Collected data
PR #2239, opened 2023-04-07
docs update

willmcgugan:
Some customization of the API docs templates, which I always found difficult to visually parse.

It's live now. https://textual.textualize.io/api/app/


willmcgugan:
#executivedecision (its only docs)

PR #2240, opened 2023-04-07
api docs

willmcgugan:
Refactor of docs.

- Additional template and CSS tweaks
- Moved Widget API docs from the API reference, in to the widget pages. This keeps widget related things in one place, and also reduces noise in the API reference.
- Messages section in widgets changed to a simple list.
- Added "Returns:" section to properties. Without it, you don't get links to the return type. Suggest we do this for anything other than builtin types.
- Bunch of updated docstrings.
- Added docstring to modules. 
- Notes are now open by default (totally baffling why this isn't the case).
- Remove "Defaults to..." text


willmcgugan:
#executivedecision

PR #2243, opened 2023-04-08
Use string representation of the item to order

msempere:
**Please review the following checklist.** [PENDING]

- [ ] Updated documentation

Following PR modifies `sort` method as part  of `DataTable` so it uses the string representation of the item when ordering.
I have a project that uses a `DataTable` and has `rich.Text` in its cells, to make use of different styles depending of the cell content, but I cannot order the table because `rich.Text` entities cannot be compared, raising a `TypeError: '<' not supported between instances of 'Text' and 'Text'`.
With this patch, `rich.Text` entities use  their plain content, the string value, so they can be compared and ordered via `DataTable.sort`.

### DIFF
--- a/src/textual/widgets/_data_table.py
+++ b/src/textual/widgets/_data_table.py
@@ -1900,7 +1900,7 @@ class DataTable(ScrollView, Generic[CellType], can_focus=True):
             row: tuple[RowKey, dict[ColumnKey | str, CellType]]
         ) -> Any:
             _, row_data = row
-            result = itemgetter(*columns)(row_data)
+            result = str(itemgetter(*columns)(row_data))
             return result
 
         ordered_rows = sorted(


rodrigogiraoserrao:
This can't be accepted as-is because it will break sorting columns with numbers, e.g., `"20" < "100"` returns `False`.

Maybe we could add a `key` parameter to the `sort` methods, akin to how `sorted(..., key=...)` works.

If you are interested in moving this forward, I suggest you open an issue with a feature request where the feature can be discussed before it is implemented.

msempere:
> This can't be accepted as-is because it will break sorting columns with numbers, e.g., `"20" < "100"` returns `False`.
> 
> Maybe we could add a `key` parameter to the `sort` methods, akin to how `sorted(..., key=...)` works.
> 
> If you are interested in moving this forward, I suggest you open an issue with a feature request where the feature can be discussed before it is implemented.

Thanks @rodrigogiraoserrao for your comment. 
My intention was initially to trigger the discussion around that issue, so I guess it'd be a better place to start with an issue instead of PR.

PR #2249, opened 2023-04-10
fix arrangement cache

willmcgugan:
Fix an issue with arrangement cache not being cleared.

Bump to 0.19.1


willmcgugan:
#executivedecision

@darrenburns This fixes the issue with the DT not refreshing.

PR #2252, opened 2023-04-11
Simplify driver

willmcgugan:
A refactor of driver for the benefit of textual-serve.

### DIFF
--- a/src/textual/driver.py
+++ b/src/textual/driver.py
@@ -18,7 +18,6 @@ class Driver(ABC):
         self,
         app: App,
         *,
-        debug: bool = False,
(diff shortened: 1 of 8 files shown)


src/textual/driver.py
```diff
@@ -117,6 +114,9 @@ def write(self, data: str) -> None:
             data: Raw data.
         """
 
+    def flush(self) -> None:
```
darrenburns, line 117: Missing decorator?

willmcgugan: No, this one doesn't need to be abstract. Default is to to nothing...

PR #2253, opened 2023-04-11
Datatable remove row

darrenburns:

- [x] Updated documentation


src/textual/widgets/_data_table.py
```diff
@@ -1322,6 +1324,40 @@ def add_rows(self, rows: Iterable[Iterable[CellType]]) -> list[RowKey]:
...
+        Raises:
+            RowDoesNotExist: If the row key does not exist.
+        """
+        if row_key not in self._row_locations:
+            raise RowDoesNotExist(f"Row key {row_key!r} is not valid.")
+
+        self._require_update_dimensions = True
+
+        index_to_delete = self._row_locations.get(row_key)
+        new_row_locations = TwoWayDict({})
```
willmcgugan, line 1342: Could `TwoWayDict` grow a `clear`?

src/textual/widgets/_data_table.py
```diff
@@ -1322,6 +1324,40 @@ def add_rows(self, rows: Iterable[Iterable[CellType]]) -> list[RowKey]:
...
+        Args:
+            row_key: The key identifying the row to remove.
+
+        Raises:
+            RowDoesNotExist: If the row key does not exist.
+        """
+        if row_key not in self._row_locations:
+            raise RowDoesNotExist(f"Row key {row_key!r} is not valid.")
+
+        self._require_update_dimensions = True
```
willmcgugan, line 1339: Will you not need `check_idle` after this? There is no guarantee an `on_idle` will follow, if this method is called in the context of another widget.

src/textual/widgets/_data_table.py
```diff
@@ -1322,6 +1324,40 @@ def add_rows(self, rows: Iterable[Iterable[CellType]]) -> list[RowKey]:
...
+            row_index = self._row_locations.get(row_location_key)
+            if row_index > index_to_delete:
+                new_row_locations[row_location_key] = row_index - 1
+            elif row_index < index_to_delete:
+                new_row_locations[row_location_key] = row_index
+
+        self._row_locations = new_row_locations
+
+        del self.rows[row_key]
+        del self._data[row_key]
```
rodrigogiraoserrao, line 1353: I don't get this code.
Wouldn't it be simpler to do something like

```py
del self.rows[row_key]
del self._data[row_key]

row_locations = self._row_locations
for row_key, index in row_locations.items():
    row_locations[row_key] -= index > index_to_delete
```

If subtracting a Boolean is not something we'd like to do,

```py
del self.rows[row_key]
del self._data[row_key]

row_locations = self._row_locations
for row_key, index in row_locations.items():
    row_locations[row_key] -= 1 if index > index_to_delete else 0
```

There's no point in building a new dictionary from scratch.

willmcgugan (approved):

PR #2255, opened 2023-04-11
Add scroll_to_center method.

### LINKED ISSUE #2031: Implement scroll_to_center method
We have methods to scroll widgets in to view, but these tend to do as little scrolling as possible.

We may have a need to scroll something to the center. This would benefit the Tabs control.

rodrigogiraoserrao:
This will close #2031.

### DIFF
--- a/src/textual/widget.py
+++ b/src/textual/widget.py
@@ -2464,15 +2464,11 @@ class Widget(DOMNode):
             # We add that to `container_virtual_region.y` to find the total vertical
             # offset of the central point with respect to the container of `container`.
             # A similar calculation is made for the horizontal update.
-            central_point = Offset(
-                container_virtual_region.x
-                + central_point.x
-                - container.scroll_offset.x
-                - scroll.x,
-                container_virtual_region.y
-                + central_point.y
-                - container.scroll_offset.y
-                - scroll.y,
+            central_point = (
+                container_virtual_region.offset
+                + central_point
+                - container.scroll_offset
+                - scroll
             )
             widget = container
             container = widget.parent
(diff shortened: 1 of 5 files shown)


src/textual/widget.py
```diff
@@ -2408,6 +2408,104 @@ def scroll_visible(
...
+            # We scroll `widget` within `container` with the central point written in
+            # the frame of reference of `container`. However, we need to update it so
+            # that we are ready to scroll `container` within _its_ container.
+            # To do this, notice that
+            # (central_point.y - container.scroll_offset.y - scroll.y) is the number
+            # of rows of `widget` that are visible within `container`.
+            # We add that to `container_virtual_region.y` to find the total vertical
+            # offset of the central point with respect to the container of `container`.
+            # A similar calculation is made for the horizontal update.
+            central_point = Offset(
```
willmcgugan, line 2467: Could this not be expressed using offset operators?

```python
central_point = (
    container_virtual_region.offset
    + central_point
    - container.scroll_offset
    - scroll
 )
```

tests/snapshot_tests/test_snapshots.py
```diff
@@ -406,3 +406,13 @@ def test_fr_margins(snap_compare):
 def test_scroll_visible(snap_compare):
     # https://github.com/Textualize/textual/issues/2181
     assert snap_compare(SNAPSHOT_APPS_DIR / "scroll_visible.py", press=["t"])
+
+
+def test_scroll_to_center(snap_compare):
```
willmcgugan, line 411: If this test is expected to fail, can you mark is as an `xfail` ?

rodrigogiraoserrao: This test is not expected to fail _now_. It will fail eventually, when the bug is fixed.

PR #2258, opened 2023-04-11
Add --port option to textual console.

### LINKED ISSUE #2014: Allow command-line option to change development port
I couldn't use `textual run --dev` because the server I was on had AV software listening on port 8081.

Luckily a quick `git grep` was able to fix it, but it would be nice to have that as a command-line option.

rodrigogiraoserrao:

- [x] Updated documentation

This will close #2014

### DIFF
--- a/src/textual/app.py
+++ b/src/textual/app.py
@@ -95,7 +95,7 @@ from .screen import Screen
 from .widget import AwaitMount, Widget
 
 if TYPE_CHECKING:
-    from typing_extensions import Coroutine, Final, TypeAlias
+    from typing_extensions import Coroutine, TypeAlias
 
     from .devtools.client import DevtoolsClient
     from .pilot import Pilot
@@ -162,6 +162,15 @@ class CssPathError(Exception):
 ReturnType = TypeVar("ReturnType")
 
 
+CSSPathType = Union[
+    str,
+    PurePath,
+    List[Union[str, PurePath]],
+]
+
+CallThreadReturnType = TypeVar("CallThreadReturnType")
+
+
 class _NullFile:
     """A file-like where writes go nowhere."""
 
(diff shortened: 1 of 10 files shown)


src/textual/app.py
```diff
@@ -58,6 +58,8 @@
 from rich.segment import Segment, Segments
 from rich.traceback import Traceback
 
+from textual.devtools.client import get_port_for_devtools
```
willmcgugan, line 61: Can you use relative imports please.

src/textual/cli/cli.py
```diff
@@ -21,14 +23,27 @@ def run():
 
 
 @run.command(help="Run the Textual Devtools console.")
+@click.option(
+    "--port",
+    "port",
+    type=int,
+    default=None,
```
willmcgugan, line 30: Can the default not be an integer? So it shows in the help.

src/textual/devtools/client.py
```diff
@@ -17,11 +18,20 @@
...
 from .._log import LogGroup, LogVerbosity
 
-DEVTOOLS_PORT = 8081
+DEVTOOLS_PORT_ENVIRON_VARIABLE = "TEXTUAL_CONSOLE_PORT"
+DEFAULT_DEVTOOLS_PORT = 8081
 WEBSOCKET_CONNECT_TIMEOUT = 3
 LOG_QUEUE_MAXSIZE = 512
 
 
+def get_port_for_devtools() -> int:
```
willmcgugan, line 27: Can you move this to `constants.py` where we read environment variables.

src/textual/cli/cli.py
rodrigogiraoserrao: I don't understand. The default is _not_ an integer (it is `None`).
If I change the default to an integer, it still doesn't show when I run `textual console --help`.

willmcgugan: I thought it would show the default. That's disappointing. In that case, would you mind updating the help text with the default?

rodrigogiraoserrao: 👍

src/textual/constants.py
```diff
@@ -25,10 +28,18 @@ def get_environ_bool(name: str) -> bool:
     Returns:
         `True` if the env var is "1", otherwise `False`.
     """
-    has_environ = os.environ.get(name) == "1"
+    has_environ = get_environ(name) == "1"
     return has_environ
 
 
+def get_port_for_devtools() -> int:
```
willmcgugan, line 35: This doesn't need to be a callable, as it is never going to change.

Can you create a constant, in the same way as the other symbols in this module.

willmcgugan (changes requested):

src/textual/constants.py
rodrigogiraoserrao: I thought a callable made sense because we had to check if we'd use the default, or not.
Let me try again.

src/textual/constants.py
```diff
@@ -37,3 +37,12 @@ def get_environ_bool(name: str) -> bool:
 
 LOG_FILE: Final[str | None] = get_environ("TEXTUAL_LOG", None)
 """A last resort log file that appends all logs, when devtools isn't working."""
+
+
+DEVTOOLS_PORT_ENVIRON_VARIABLE = "TEXTUAL_CONSOLE_PORT"
+DEFAULT_DEVTOOLS_PORT = 8081
+try:
```
willmcgugan, line 44: Let's factor this out in to a function. Something like `get_environment_int(env_var, default)`

willmcgugan (changes requested):

src/textual/constants.py
rodrigogiraoserrao: I pondered whether the `default` could be set to `None` (to return `None`) if the env var wasn't set but then decided against it because it would take an `overload` to ensure consistent typing and that seemed like overkill for this situation.

willmcgugan (approved):

src/textual/constants.py
willmcgugan: I agree. These constants should have simple typing.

### [What this task involves]
Single out each line of the records above with the string "discussed" in it, and copy it.

### [Task solution]
If you are interested in moving this forward, I suggest you open an issue with a feature request where the feature can be discussed before it is implemented.
> If you are interested in moving this forward, I suggest you open an issue with a feature request where the feature can be discussed before it is implemented.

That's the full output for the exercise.